== GIVEN RECORDS
PR #3453, opened 2022-12-15
Disable default features from chrono

### LINKED ISSUE #3452: Diesel 1.4.8 requries Chrono with `oldtime`
### Versions

- **Diesel:** 1.4.8

### Feature Flags

- **diesel:** `chrono`

## Problem Description

Diesel 1.4.8 requires `chrono` as:
```
chrono = { version = "0.4", optional = true }
```

While Diesel 2.0.2 requiers `chrono` as:
```
chrono = { version = "0.4.20", optional = true, default-features = false, features = ["clock", "std"] }
```

The issue is that the default features from `chrono` contain the `oldtime` feature, which in turn requires a version of `time` that has [known security issues](https://github.com/time-rs/time/issues/293). Is there a chance we can get a new patch release for the 1.4 series disabling the default features from `chrono`?

gahag-cw:
Fixes #3452

### DIFF
--- a/diesel/Cargo.toml
+++ b/diesel/Cargo.toml
@@ -14,7 +14,7 @@ categories = ["database"]
 [dependencies]
 byteorder = "1.0"
 diesel_derives = "~1.4.0"
-chrono = { version = "0.4", optional = true }
+chrono = { version = "0.4", optional = true, default-features = false, features = ["clock", "std"] }
 libc = { version = "0.2.0", optional = true }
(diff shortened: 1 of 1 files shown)


weiznich:
This is essentially a duplicate of https://github.com/diesel-rs/diesel/pull/3253.

As written there: We do not have the capacity to maintain old releases in our free time. The 2.0 release contains the required fix. Please update your code to the new diesel version to get access to this (and other) fixes.

PR #3455, opened 2022-12-16
Clippy fixes

Ten0:


weiznich:
I've submitted and merged #3456 which contained an additional fix to make all of the clippy checks passing.

PR #3457, opened 2022-12-19
Use `#[derive(MultiConnection)]`  in the implementation of diesel-cli

weiznich:


diesel_cli/src/infer_schema_internals/foreign_keys.rs
```diff
@@ -6,13 +6,10 @@ use super::table_data::TableName;
 use crate::database::InferConnection;
 
 pub fn remove_unsafe_foreign_keys_for_codegen(
-    database_url: &str,
+    conn: &mut InferConnection,
```
JeremyLARDENOIS, line 9: Hello, just a question for me. I don't understand the meaning of &mut and why you need it here. Can you explain it to me?

weiznich: `&mut Type` represents a mutable reference to value of `Type`. Methods on the [`Connection` trait](https://docs.diesel.rs/master/diesel/connection/trait.Connection.html) require mutable access to the corresponding type instance. We do use a mutable reference here to being able to:
* Call connection methods inside of this function (requires mutable access)
* Reuse the connection after calling this function (requires the reference)

Hopefully that gives you at least some idea what that's supposed to mean. See [this section of the rust book](https://doc.rust-lang.org/book/ch04-02-references-and-borrowing.html#mutable-references) for more details. Feel free to ask for more details if something there is unclear.

JeremyLARDENOIS: Thank you for your answer, it was very helpful. I think I will keep learning rust :smile: .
====
> _ASSIGNMENT_
Above are the records; copy exactly the lines from the line with "Clippy fixes" through the line with "represents a mutable", both included.

> _RESULT OF THE EXERCISE_
Clippy fixes

Ten0:


weiznich:
I've submitted and merged #3456 which contained an additional fix to make all of the clippy checks passing.

PR #3457, opened 2022-12-19
Use `#[derive(MultiConnection)]`  in the implementation of diesel-cli

weiznich:


diesel_cli/src/infer_schema_internals/foreign_keys.rs
```diff
@@ -6,13 +6,10 @@ use super::table_data::TableName;
 use crate::database::InferConnection;
 
 pub fn remove_unsafe_foreign_keys_for_codegen(
-    database_url: &str,
+    conn: &mut InferConnection,
```
JeremyLARDENOIS, line 9: Hello, just a question for me. I don't understand the meaning of &mut and why you need it here. Can you explain it to me?

weiznich: `&mut Type` represents a mutable reference to value of `Type`. Methods on the [`Connection` trait](https://docs.diesel.rs/master/diesel/connection/trait.Connection.html) require mutable access to the corresponding type instance. We do use a mutable reference here to being able to:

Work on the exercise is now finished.